Let’s first load the statsmodels API (=Application Programming Interface) to use its packages. What is happening under the hood is a simple linear regression, which you don’t need to know much about at this stage. Specifically, we will use the OLS method. which relates a predictand \(y\) to a matrix of predictors \(X\), called the design matrix.
t = co2['Year']
y = co2['CO2']
X = np.vander(t, 2) # set up design matrix with 1, t as predictors
import statsmodels.api as sm
lin_mdl = sm.OLS(y, X).fit() # fit the OLS model to the observations
Let’s pause and contemplate this, for a moment.
First, we set up the design matrix X as a Vandermonde matrix; there is nothing particularly profound here; it is just a nice way to set this up in one function call.

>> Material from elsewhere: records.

PR #333, opened 2026-05-12
[codex] Enable ft launcher attrsvc observability

namitdhameja:
## Summary

- Add ft_launcher plumbing for launcher-managed attrsvc dataflow posting via explicit `--ft-attribution-dataflow-url` / `attribution_dataflow_url` configuration.
- Set the managed child service `NVRX_ATTRSVC_DATAFLOW_URL` only from that explicit launcher config, and strip any parent env value so launcher does not configure dataflow from env.
- Keep the dev feature on the new canonical env/flag names only, with no old-name compatibility path.
- Pass launcher environment-derived `user` and `job_id` metadata on attrsvc `POST /logs` submissions, using shared job metadata helpers.
- Document the dataflow URL configuration and launcher job metadata behavior using public-safe example URLs.

## Impact

Managed ft_launcher attribution can now post results to a configured dataflow endpoint and include job/user metadata needed by attrsvc for splitlog tracking and dataflow records.

## Validation

- `compileall` on touched Python files
- `git diff --check`
- Confirmed old env/flag/config spellings are absent under `src`, `services`, `tests`, and `docs`
- Confirmed internal dataflow hostname/index strings are absent under the repo
- `black --check .`, `isort --check-only .`, `ruff check .`
- `tests/attribution/unit/test_post_backend.py`, `tests/attribution/unit/test_postprocessing_pipeline.py`, `tests/shared_utils/test_health_check.py::TestAttributionService`, `tests/shared_utils/test_job_metadata.py`
- `tests/fault_tolerance/unit/test_attribution_manager.py` under a local import harness because this local Python environment lacks the full torch runtime
- Focused launcher CLI/config verification for `--ft-attribution-dataflow-url`

## Notes

- `tests/fault_tolerance/unit/test_cycle_info_writer.py` could not be run in this local checkout because generated protobuf modules are absent, but the touched cycle-info code path now delegates to the separately tested shared job-id helper.

### DIFF
--- a/docs/source/fault_tolerance/usage_guide.rst
+++ b/docs/source/fault_tolerance/usage_guide.rst
@@ -230,6 +230,7 @@ service dependencies.
   - ``--ft-attribution-llm-base-url <URL>`` (alias: ``--ft_attribution_llm_base_url``)
   - ``--ft-attribution-llm-model <MODEL>`` (alias: ``--ft_attribution_llm_model``)
   - ``--ft-attribution-startup-timeout <SECONDS>`` (alias: ``--ft_attribution_startup_timeout``), default ``20``
+  - ``--ft-attribution-export-url <URL>`` (alias: ``--ft_attribution_export_url``)
 
   The managed attribution app-log directory is derived from
   ``dirname(realpath(--ft-per-cycle-applog-prefix))``. Its stdout/stderr log is derived
@@ -239,6 +240,14 @@ service dependencies.
   The managed attribution API key must come from ``--ft-attribution-llm-api-key-file`` or inherited
   ``LLM_API_KEY_FILE``. If neither points to a readable file, the TCPStore-host launcher fails
   before starting the attribution service.
+
+  To export managed attribution results, pass ``--ft-attribution-export-url`` or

Second, we fit the model and that just involved importing a module and calling a fit() function. You have NO IDEA how lucky you are to have grown up in an age where fitting statistical models is that easy. Just like democracy, this is someting that has cost the blood, sweat and tears of countless generations before you, so you had better be grateful!
But there’s more. stasmodels is an example of object-oriented programming. It means that every model object created by this code enjoys a wide array of properties and utilities.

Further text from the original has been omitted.